Task:
Your answer should be only the lines below from the one with "PR #313, opened 2024-09-30" to the one with "hueitan: good point! on it now.", repeated exactly, ends included.
━━━━━━━━
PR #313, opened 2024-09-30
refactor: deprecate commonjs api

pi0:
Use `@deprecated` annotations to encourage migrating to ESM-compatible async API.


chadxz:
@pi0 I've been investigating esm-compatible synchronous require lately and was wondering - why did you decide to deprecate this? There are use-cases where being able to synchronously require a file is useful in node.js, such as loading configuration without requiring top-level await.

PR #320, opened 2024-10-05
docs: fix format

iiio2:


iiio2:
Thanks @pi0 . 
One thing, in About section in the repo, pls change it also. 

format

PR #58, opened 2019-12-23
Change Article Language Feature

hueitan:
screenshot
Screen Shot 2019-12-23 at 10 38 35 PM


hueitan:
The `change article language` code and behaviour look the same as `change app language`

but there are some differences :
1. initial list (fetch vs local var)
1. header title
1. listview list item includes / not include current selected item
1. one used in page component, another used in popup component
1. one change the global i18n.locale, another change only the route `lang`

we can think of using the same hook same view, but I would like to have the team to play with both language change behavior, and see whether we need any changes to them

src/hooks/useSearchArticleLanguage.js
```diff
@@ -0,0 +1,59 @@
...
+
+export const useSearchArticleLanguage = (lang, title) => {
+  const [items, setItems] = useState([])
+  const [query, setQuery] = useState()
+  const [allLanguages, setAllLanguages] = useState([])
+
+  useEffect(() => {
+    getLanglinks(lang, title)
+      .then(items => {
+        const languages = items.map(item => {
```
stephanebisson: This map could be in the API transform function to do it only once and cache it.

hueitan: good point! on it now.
━━━━━━━━
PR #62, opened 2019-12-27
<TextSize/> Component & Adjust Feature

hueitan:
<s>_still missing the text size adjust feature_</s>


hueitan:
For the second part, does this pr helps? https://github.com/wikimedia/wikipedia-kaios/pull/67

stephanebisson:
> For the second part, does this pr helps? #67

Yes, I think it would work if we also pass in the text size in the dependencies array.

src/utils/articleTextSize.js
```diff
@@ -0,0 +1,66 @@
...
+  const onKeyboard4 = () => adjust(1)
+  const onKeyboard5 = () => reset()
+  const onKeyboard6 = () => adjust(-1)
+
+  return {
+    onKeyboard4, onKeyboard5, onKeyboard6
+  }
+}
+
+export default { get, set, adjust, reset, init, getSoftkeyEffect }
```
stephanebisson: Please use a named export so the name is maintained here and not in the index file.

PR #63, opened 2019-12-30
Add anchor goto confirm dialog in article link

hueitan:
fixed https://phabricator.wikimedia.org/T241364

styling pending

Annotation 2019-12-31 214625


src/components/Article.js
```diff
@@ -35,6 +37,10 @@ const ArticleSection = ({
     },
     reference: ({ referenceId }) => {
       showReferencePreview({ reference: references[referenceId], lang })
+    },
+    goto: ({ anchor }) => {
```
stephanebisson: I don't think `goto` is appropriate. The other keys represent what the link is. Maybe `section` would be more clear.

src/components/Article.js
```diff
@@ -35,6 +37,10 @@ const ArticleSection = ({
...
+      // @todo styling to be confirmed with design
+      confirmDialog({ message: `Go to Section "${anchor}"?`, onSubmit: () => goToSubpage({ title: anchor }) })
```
━━━━━━━━
Exercise answer:
PR #313, opened 2024-09-30
refactor: deprecate commonjs api

pi0:
Use `@deprecated` annotations to encourage migrating to ESM-compatible async API.


chadxz:
@pi0 I've been investigating esm-compatible synchronous require lately and was wondering - why did you decide to deprecate this? There are use-cases where being able to synchronously require a file is useful in node.js, such as loading configuration without requiring top-level await.

PR #320, opened 2024-10-05
docs: fix format

iiio2:


iiio2:
Thanks @pi0 . 
One thing, in About section in the repo, pls change it also. 

format

PR #58, opened 2019-12-23
Change Article Language Feature

hueitan:
screenshot
Screen Shot 2019-12-23 at 10 38 35 PM


hueitan:
The `change article language` code and behaviour look the same as `change app language`

but there are some differences :
1. initial list (fetch vs local var)
1. header title
1. listview list item includes / not include current selected item
1. one used in page component, another used in popup component
1. one change the global i18n.locale, another change only the route `lang`

we can think of using the same hook same view, but I would like to have the team to play with both language change behavior, and see whether we need any changes to them

src/hooks/useSearchArticleLanguage.js
```diff
@@ -0,0 +1,59 @@
...
+
+export const useSearchArticleLanguage = (lang, title) => {
+  const [items, setItems] = useState([])
+  const [query, setQuery] = useState()
+  const [allLanguages, setAllLanguages] = useState([])
+
+  useEffect(() => {
+    getLanglinks(lang, title)
+      .then(items => {
+        const languages = items.map(item => {
```
stephanebisson: This map could be in the API transform function to do it only once and cache it.

hueitan: good point! on it now.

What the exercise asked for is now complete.